Forex: You can use margin to trade Forex. The maximum margin is determined by each broker, and sometimes can be up to 1:200 or 1:500. Margin allows you to increase your investment capital so you can make a larger trade and make a larger profit if your trade is a winning one.

Binary Options: Margin is not used when trading Binary Options. You can still make a large return on your investment (up to 80% or sometimes 400%), so Binary Options are still very attractive for traders. The good news is that you can never get a margin call.

Payouts and Losses

Forex: With Forex you never know what is the maximum profit you can make on a trade. You can set a limit or stop order so that you can be guaranteed a certain percentage profit if the limit or stop is executed. The losses in Forex can be managed with limit/stop orders, the same way profits are managed. The maximum loss with Forex may be all of the money in your trading account.

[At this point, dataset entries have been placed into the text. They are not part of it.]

PR #283, opened 2022-11-06
Ignore keyboard and mouse if egui uses them

Shatur:


src/systems.rs
```diff
@@ -76,19 +79,28 @@ pub fn update_action_state<A: Actionlike>(
...
-    let mouse_wheel = mouse_wheel.into_inner();
+    let keycodes = keycodes.map(|keycodes| keycodes.into_inner());
+    let mouse_buttons = mouse_buttons.map(|mouse_buttons| mouse_buttons.into_inner());
+    let mouse_wheel = mouse_wheel.map(|mouse_wheel| mouse_wheel.into_inner());
     let mouse_motion = mouse_motion.into_inner();
 
+    #[cfg(feature = "egui")]
+    let (keycodes, mouse_buttons, mouse_wheel) = {
+        let ctx = egui.ctx_mut();
+        let keycodes = keycodes.filter(|_| !ctx.wants_keyboard_input());
```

Binary Options: Before you make your trade you will know exactly what is the payout and loss return percentage that you will get for the particular option, when it expires. Some brokers offer payouts up to 80% or sometimes 400% depending on the option traded. This means that if you invest $500 on an option and the payout is 80%, you will make $400 profit if the option is a winning one. Some brokers don’t offer “loss back”, which means that if your option trade is a losing one, you will lose the amount you invested in the trade, but not more.

Closing a position

Forex: You choose when to close the position. You can close your position anytime the market is open and the broker has to accept and execute the order.

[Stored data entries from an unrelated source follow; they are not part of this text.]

PR #289, opened 2022-11-27
Fix egui feature

Shatur:
Unfortunately, we can't clear events and inputs - it "breaks" other plugins, such as egui because it relies on these bevy resources.

For example, without this PR after clicking on a widget egui returns `false` from `wants_pointer_input` which results in clicks through widgets.

### DIFF
--- a/RELEASES.md
+++ b/RELEASES.md
@@ -1,5 +1,11 @@
 # Release Notes
 
+## Unreleased
+
+### Bugs
+
+- `egui` feature now works correctly.
+
 ## Version 0.7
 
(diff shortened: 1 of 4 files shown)


alice-i-cecile (changes requested):
Ah, makes sense! Can you add this to the release notes for the next minor version?

Shatur:
> Can you add this to the release notes for the next minor version?

Yes, just did it!
I thought of this just right before your message. :smile:

alice-i-cecile (approved):

PR #282, opened 2022-11-04
Custom serde implementation for `InputMap`

alradish:
Attemp to add custom serde implementation for `InputMap`
```Rust
InputMap(
    map: {
        Run:  [Single(Keyboard(LShift)),Single(Keyboard(RShift))],
        Jump: [Single(Keyboard(Space))],
        Hide: [Chord([Some(Keyboard(R)),Some(Keyboard(E)),None,None,None,None,None,None])]
    }
)
```

To achieve this format, I added four new traits::
- `impl<A: Actionlike> FromIterator<(A, UserInput)> for InputMap<A>`
- `impl<A: Actionlike> From<HashMap<A, Vec<UserInput>>> for InputMap<A>`
- `impl<A> Serialize for InputMap<A> where A: Actionlike + Serialize + Eq + Hash + Ord`
  - `Eq + Hash` since I'm using map to serialize inputs
  - `Ord` is for `BTreeMap` so all actions will always serialize in the same order (I mainly need this to test serialization)
- `impl<'de, A> Deserialize<'de> for InputMap<A> where A: Actionlike + Deserialize<'de> + Eq + Hash`
  - `Eq + Hash` to be able deserialize `HashMap` 

Add new crate [serde-test](https://docs.rs/serde_test/latest/serde_test/) in dev-dependencies to be able to test a custom implementation of serde

Fixes #279

PR #294, opened 2022-12-07
Custom serde implementation and `TypeUuid` for `InputMap`

alradish:
- Bring changes from #282 into main
- Add `TypeUuid` for `InputMap` to be able use it as asset without wrapper


alice-i-cecile:
Thanks a ton for doing this! Sorry for messing up my merge 😅

PR #295, opened 2022-12-10
Derive `Reflect` for `ActionState`

johanhelsing:
Makes it possible to inspect:

image

And also necessary for `ActionState` to be rolled back by bevy_ggrs.


alice-i-cecile:
Excellent!

alice-i-cecile (changes requested):
Once there's a change log note I'll merge this in.

alice-i-cecile (approved):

Binary Options: Before you make your trade you have to select when you want the option to expire (example: 1 hour or 1 week from now) – at the “expiry time” your trade will close automatically. The broker offers you different types of options with predetermined expiry times. Some brokers allow you to close your trade early, but you will exit your option at a percentage of the expected return. The “early closure” option is not offered by all brokers, and might not be available during the whole time the trade is active. Another important point to mention is that some brokers allow traders to delay the expiry time, to the next expiry time. This is called “Rollover” and the traders will need to increase their investment by a certain percentage, sometimes 30% in order to be able to do this.

Orders Types

Forex: There are a variety of order types in Forex. The most important ones are the market (Buy/Sell) orders. Also there are more advanced orders such as: Limit, Stop, OCO (One Cancels the Other), Trailing Stop, Hedge orders, and others.

Binary Options: There are about five Binary Options types which you can trade. They include: High/Low (also referred to as: Call/Put or Up/Down), 60 Seconds Options, Touch/No Touch Options, Boundary Options, and Option Builder.

Trade size

Forex: Some brokers allow you to trade micro lots, which is 1,000 units of the base currency in a Forex trade. The maximum trading amount is determined by each broker, and can be up as high as 100 standard lots or $10,000,000.

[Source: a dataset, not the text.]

Issue #242, opened 2022-08-23
Detect currently active input device


TimJentzsch:
## What problem does this solve?

As a user, I want to have UI overlays that fit the input device I'm currently using (e.g. either shortcut keys when I'm using my mouse and keyboards, or gamepad glyphs if I'm using a gamepad).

Binary Options: Each Binary Options broker determines what is the minimum and maximum trading size for its clients. Sometimes the minimum trading amount can be as low as $5 per trade, and the maximum can be up to $1,000 or $5,000 or more.

Trading costs

Forex: When trading Forex you have to consider what are the spreads and rollover/swap, and if there are any commissions.

Binary Options: There are no spreads, rollover/swap or commissions when trading Binary Options.